無意識に奴に救いを求めたのかもしれない。懺悔するつもりで、自分のやってしまった残酷な事を許して貰おうとして。そして、こんなオレでも受け止めて欲しくて……?

「人と人との出会いは幸運なものばかりでなく、不幸な結果になる場合もあるから……」

と奴は言った。

随分と遠慮がちに言葉を選んで言っていた。
オレは他人がやった出来事として話したが、もしかするとオレがやった事だと気付いたのかもしれない。

「その知り合いの方は、今はどんな状態なの?」

と、奴が質問した。

だが、それ以上の事は言えなかった。
彼氏をそんな目に遭わせたばかりか浮気相手をも捨てて今はお前に恋をしているなんて、他人のフリをしてでも言えるハズがなかった。

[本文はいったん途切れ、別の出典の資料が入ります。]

PR #263, opened 2019-09-30
Refactor Notification in a class

lorenzoPrimi:
I moved the `sendNotificaiton` function in a separate class.
This will help the future implementation of automatic testing in background.
I refactored the `sendNotification` function to be as generic as possible and get a text and an icon, while the `notifyTestEnded` function gets a testSuite and from that will generate text and icon.

### DIFF
--- a/app/src/main/java/org/openobservatory/ooniprobe/common/NotificationService.java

「お前はその知り合いを随分と責めているようだけど、オレは皆の話を聞いたわけじゃないからお前の知り合いだけが悪いとは決め付けられない。浮気はしちゃいけないけど、ずっと隠していた訳じゃないし、心変わりは多くの人が経験している事だし……」

奴は知り合い(オレ)を庇うようにそんな事も言ってくれた。
オレには勿体無いぐらいの救いの言葉だった。

嬉しかった。だが、奴に話す事によって自分がやってしまった事の重さを改めて思い知らされた。
後ろめたくて、本当は自分がやった事だと最後まで告白できなかった。
オレは人としてそこまで恥ずかしい事をしてしまったのだと改めて実感させられた。

それまで奴は笑顔でいたのに、すっかり深刻な顔つきになっていた。
オレは申し訳なくなって奴の肩を軽く叩いた。笑顔を作って、「変な話をした。気にするな」と言って。

自分のそんな問題の事で奴の楽しい気持ちを曇らせたくなかった。
それに、オレも事の重さを再認識したからと言って、それで先日の決意を変えようとは思わなかった。

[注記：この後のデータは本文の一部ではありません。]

Issue #271, opened 2019-11-24
When an upload fails it should not show a toast saying "Upload successful"


hellais:
See the screenshot below:
![Screenshot_20191124-124652](https://user-images.githubusercontent.com/424620/69494206-fa0abb00-0eb8-11ea-8020-e818ac357112.png)

lorenzoPrimi:
Fixed in https://github.com/ooni/probe-android/pull/272

PR #272, opened 2019-11-25
Update ResubmitTask.java

lorenzoPrimi:
Fixes https://github.com/ooni/probe-android/issues/271

### DIFF
--- a/app/src/main/java/org/openobservatory/ooniprobe/common/ResubmitTask.java
+++ b/app/src/main/java/org/openobservatory/ooniprobe/common/ResubmitTask.java
@@ -122,7 +122,7 @@ public class ResubmitTask<A extends AppCompatActivity> extends NetworkProgressAs
     protected void onPostExecute(Boolean result) {
         super.onPostExecute(result);
         A activity = getActivity();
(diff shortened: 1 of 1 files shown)


app/src/main/java/org/openobservatory/ooniprobe/common/ResubmitTask.java
```diff
@@ -122,7 +122,7 @@ protected Boolean doInBackground(Integer... params) {
     protected void onPostExecute(Boolean result) {
         super.onPostExecute(result);
         A activity = getActivity();
-        if (activity != null) {
+        if (activity != null  && result) {
```
bassosimone: shouldn't this be more readable as `result != null`? Can you also avoid adding two spaces before `&&`?

lorenzoPrimi: I need to check the result is true, not null

bassosimone: My apologies, then :whale:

──たとえずっと奴に想いを告げる事はなくても今よりはマシな自分になって奴に恋をしたい。

その気持ちは変わらなかった。
そうする事によってますますS(以前の彼氏)とTを裏切る事になると判っていても、オレはもう、奴と一緒に過ごす事に未だかつて感じた事のない安らぎを覚えるようになっていた。

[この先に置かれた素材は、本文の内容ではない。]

PR #275, opened 2020-01-03
Allow to enable/disable max_runtime

lorenzoPrimi:
Fixes https://github.com/ooni/probe/issues/893

Missing the string, at the moment it say 0 as runtime

### DIFF
--- a/app/src/main/java/org/openobservatory/ooniprobe/activity/OverviewActivity.java
+++ b/app/src/main/java/org/openobservatory/ooniprobe/activity/OverviewActivity.java
@@ -62,6 +62,7 @@ public class OverviewActivity extends AbstractActivity {
 		super.onResume();
 		testSuite.setTestList((AbstractTest[]) null);
 		testSuite.getTestList(getPreferenceManager());
+		//TODO if getRuntime = 0 use another string
 		runtime.setText(getString(R.string.twoParam, testSuite.getDataUsage(), getString(R.string.Dashboard_Card_Seconds, testSuite.getRuntime(getPreferenceManager()).toString())));
 	}
 
--- a/app/src/main/java/org/openobservatory/ooniprobe/activity/OverviewActivity.java
+++ b/app/src/main/java/org/openobservatory/ooniprobe/activity/OverviewActivity.java
@@ -12,6 +12,7 @@ import android.widget.ImageView;
 import android.widget.TextView;
 
 import org.openobservatory.ooniprobe.R;
+import org.openobservatory.ooniprobe.common.PreferenceManager;
 import org.openobservatory.ooniprobe.model.database.Result;
 import org.openobservatory.ooniprobe.test.suite.AbstractSuite;
 import org.openobservatory.ooniprobe.test.suite.WebsitesSuite;
@@ -65,7 +66,7 @@ public class OverviewActivity extends AbstractActivity {
 		//TODO convert seconds to minutes and hours when needed
 		//if getRuntime = 0 show one hour
 		Integer runTime = testSuite.getRuntime(getPreferenceManager());
-		if (runTime == 0)
+		if (runTime.equals(PreferenceManager.MAX_RUNTIME_DISABLED))
 			runTime = 3600;
 		runtime.setText(getString(R.string.twoParam, testSuite.getDataUsage(), getString(R.string.Dashboard_Card_Seconds, runTime.toString())));
 	}
--- a/app/src/main/java/org/openobservatory/ooniprobe/activity/OverviewActivity.java
+++ b/app/src/main/java/org/openobservatory/ooniprobe/activity/OverviewActivity.java
@@ -12,7 +12,6 @@ import android.widget.ImageView;
 import android.widget.TextView;
 
 import org.openobservatory.ooniprobe.R;
-import org.openobservatory.ooniprobe.common.PreferenceManager;
 import org.openobservatory.ooniprobe.model.database.Result;
 import org.openobservatory.ooniprobe.test.suite.AbstractSuite;
 import org.openobservatory.ooniprobe.test.suite.WebsitesSuite;
--- a/app/src/main/java/org/openobservatory/ooniprobe/activity/OverviewActivity.java
+++ b/app/src/main/java/org/openobservatory/ooniprobe/activity/OverviewActivity.java
@@ -62,6 +62,7 @@ public class OverviewActivity extends AbstractActivity {
 		super.onResume();
 		testSuite.setTestList((AbstractTest[]) null);
 		testSuite.getTestList(getPreferenceManager());
+		//TODO convert seconds to minutes and hours when needed
 		//if getRuntime = 0 show one hour
 		Integer runTime = testSuite.getRuntime(getPreferenceManager());
 		if (runTime == 0)
--- a/app/src/main/java/org/openobservatory/ooniprobe/activity/OverviewActivity.java
+++ b/app/src/main/java/org/openobservatory/ooniprobe/activity/OverviewActivity.java
@@ -62,8 +62,11 @@ public class OverviewActivity extends AbstractActivity {
 		super.onResume();
 		testSuite.setTestList((AbstractTest[]) null);
 		testSuite.getTestList(getPreferenceManager());
-		//TODO if getRuntime = 0 use another string
-		runtime.setText(getString(R.string.twoParam, testSuite.getDataUsage(), getString(R.string.Dashboard_Card_Seconds, testSuite.getRuntime(getPreferenceManager()).toString())));
+		//if getRuntime = 0 show one hour
+		Integer runTime = testSuite.getRuntime(getPreferenceManager());
+		if (runTime == 0)
+			runTime = 3600;
+		runtime.setText(getString(R.string.twoParam, testSuite.getDataUsage(), getString(R.string.Dashboard_Card_Seconds, runTime.toString())));
 	}
 
 	@Override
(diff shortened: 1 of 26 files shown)


app/src/main/java/org/openobservatory/ooniprobe/fragment/PreferenceFragment.java
```diff
@@ -115,6 +115,8 @@ else if (preference instanceof EditTextPreference) {
                 getFragmentManager().beginTransaction().replace(android.R.id.content, newConcreteInstance(rootKey)).commit();
             }
         } else if (preference instanceof SwitchPreferenceCompat) {
+            if (key.equals(getString(R.string.max_runtime_enabled)))
+                return;
```
bassosimone: I don't fully understand the logic here, can you explain @lorenzoPrimi?

lorenzoPrimi: Because this code written by xan it's to manage the case of "not disable every category" and for some reasons it contrast with this new switch

bassosimone: I still fail to fully understand, sorry 🤷‍♀

bassosimone: I feel like we should not rely on hacks and understand how to better the code.

lorenzoPrimi: It's not an hack, it's the only way to deal with this scenario "at least one enabled" with the `SwitchPreferenceCompat`
This is the algorithm explained: when disabling a category, check every other category, if at least one is enabled return true, else return false and disable this change.
If it's what you want I can move the next two lines in an external function.

app/src/main/java/org/openobservatory/ooniprobe/activity/OverviewActivity.java
```diff
@@ -62,7 +63,12 @@ public static Intent newIntent(Context context, AbstractSuite testSuite) {
 		super.onResume();
 		testSuite.setTestList((AbstractTest[]) null);
 		testSuite.getTestList(getPreferenceManager());
-		runtime.setText(getString(R.string.twoParam, testSuite.getDataUsage(), getString(R.string.Dashboard_Card_Seconds, testSuite.getRuntime(getPreferenceManager()).toString())));
+		//TODO convert seconds to minutes and hours when needed
+		//if getRuntime = 0 show one hour
+		Integer runTime = testSuite.getRuntime(getPreferenceManager());
+		if (runTime.equals(PreferenceManager.MAX_RUNTIME_DISABLED))
+			runTime = 3600;
```
bassosimone: Why setting the runtime to 3600? What impact does it have on the UI?

app/src/main/java/org/openobservatory/ooniprobe/activity/RunningActivity.java
```diff
@@ -47,7 +48,7 @@
     LottieAnimationView animation;
     private AbstractSuite testSuite;
     private boolean background;
-    private Integer runtime;
+    private static Integer runtime;
```
bassosimone: Why is this now static?

app/src/main/java/org/openobservatory/ooniprobe/item/TestsuiteItem.java
```diff
@@ -43,7 +43,12 @@ public TestsuiteItem(AbstractSuite extra, PreferenceManager pm, View.OnClickList
 		holder.itemView.setOnClickListener(onClickListener);
 		holder.run.setTag(extra);
 		holder.itemView.setTag(extra);
-		holder.runtime.setText(holder.runtime.getContext().getString(R.string.Dashboard_Card_Seconds, extra.getRuntime(pm).toString()));
+		//TODO convert seconds to minutes and hours when needed
+		//if getRuntime = 0 show one hour
+		Integer runTime = extra.getRuntime(pm);
+		if (runTime.equals(PreferenceManager.MAX_RUNTIME_DISABLED))
+			runTime = 3600;
+		holder.runtime.setText(holder.runtime.getContext().getString(R.string.Dashboard_Card_Seconds, runTime.toString()));
```
bassosimone: Maybe we should factor this duplicate code?

app/src/main/java/org/openobservatory/ooniprobe/test/test/WebConnectivity.java
```diff
@@ -35,11 +35,14 @@ public WebConnectivity() {
 	}
 
 	@Override public int getRuntime(PreferenceManager pm) {
-		if (getMax_runtime() != null)
+		if (getMax_runtime() != null  &&
+				!getMax_runtime().equals(PreferenceManager.MAX_RUNTIME_DISABLED))
```
bassosimone: Can we check for the max runtime being >= 0 here?

app/src/main/java/org/openobservatory/ooniprobe/activity/OverviewActivity.java
lorenzoPrimi: Hellais said we should show one hour runtime

app/src/main/java/org/openobservatory/ooniprobe/activity/RunningActivity.java
lorenzoPrimi: Because otherwise I couldn't use  in a function below

app/src/main/java/org/openobservatory/ooniprobe/test/test/WebConnectivity.java
lorenzoPrimi: Same as iOS PR. You should know the logic of setting runtime by the user more in deep

app/src/main/java/org/openobservatory/ooniprobe/item/TestsuiteItem.java
lorenzoPrimi: factored

app/src/main/java/org/openobservatory/ooniprobe/activity/OverviewActivity.java
```diff
@@ -12,6 +12,7 @@
 import android.widget.TextView;
 
 import org.openobservatory.ooniprobe.R;
+import org.openobservatory.ooniprobe.common.PreferenceManager;
```
bassosimone: Why is this new import needed?

app/src/main/java/org/openobservatory/ooniprobe/activity/RunningActivity.java
bassosimone: Static variables are very bad, can we avoid using them?

app/src/main/java/org/openobservatory/ooniprobe/test/test/WebConnectivity.java
bassosimone: I actually don't and find it very convoluted

app/src/main/java/org/openobservatory/ooniprobe/activity/OverviewActivity.java
lorenzoPrimi: Removed

app/src/main/java/org/openobservatory/ooniprobe/test/test/WebConnectivity.java
lorenzoPrimi: The user can set values starting from 11 in this field. So I find more readable checking for `MAX_RUNTIME_DISABLED` rather than <= 0

app/src/main/java/org/openobservatory/ooniprobe/activity/RunningActivity.java
```diff
@@ -22,6 +22,7 @@
 import com.airbnb.lottie.LottieAnimationView;
 
 import org.openobservatory.ooniprobe.R;
+import org.openobservatory.ooniprobe.common.PreferenceManager;
```
bassosimone: Why do you need to import `PreferenceManager` here? As far as I can tell, you're not using it?

app/src/main/java/org/openobservatory/ooniprobe/test/test/WebConnectivity.java
```diff
@@ -34,12 +34,20 @@ public WebConnectivity() {
...
 
+	/*
+ 	if the option max_runtime is already set in the option and is not MAX_RUNTIME_DISABLED let's use it
+ 	else if the input are sets we calculate 5 seconds per input
+ 	at last we check if max_runtime is enabled, in  that case we use the value in the settings
+ 	*/
 	@Override public int getRuntime(PreferenceManager pm) {
-		if (getMax_runtime() != null)
+		if (getMax_runtime() != null  &&
+				getMax_runtime() > PreferenceManager.MAX_RUNTIME_DISABLED)
```
bassosimone: What is the difference between the max runtime you get here and the one we get from the settings? Why do we have two different authorities regarding max runtime in the code base?

app/src/main/java/org/openobservatory/ooniprobe/activity/RunningActivity.java
lorenzoPrimi: Removed

app/src/main/java/org/openobservatory/ooniprobe/test/test/WebConnectivity.java
lorenzoPrimi: In  the settings there is the user set runtime,  in the test there is the actual runtime. That can be the setting one or 5 * number_urls in case of ooni run or no max_runtime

奴と結ばれることは決してないのだから。あるいは、もしかするとオレはTに押されてTと付き合う事になるかもしれなかったが。
それでもオレはこの数年間ずっと求めていた心の安堵を奴の中に見つけてしまった。酷い身勝手だと罵られても。

「また話そう。出来れば今月中にね」
「ごめん」
「え?」
「いや、連絡する」
「必ずだよ」
「ああ、その時はまた潰れるまで飲もうな」

やがて会場にパーティが終了するアナウンスが流れた。

奴はオレの背中に手を置いた。
オレは最後にウイスキーグラスを持ち上げて奴を見詰めた。

その時、オレの心はとても鮮明に晴れていたからなのかもしれないが、全てが上手く行くように感じた。
誰もが幸せになれる円満な結末を迎えられると。

あるいは、そういう結末にしようとオレが決心したのかもしれない。何が何でもそうしようと。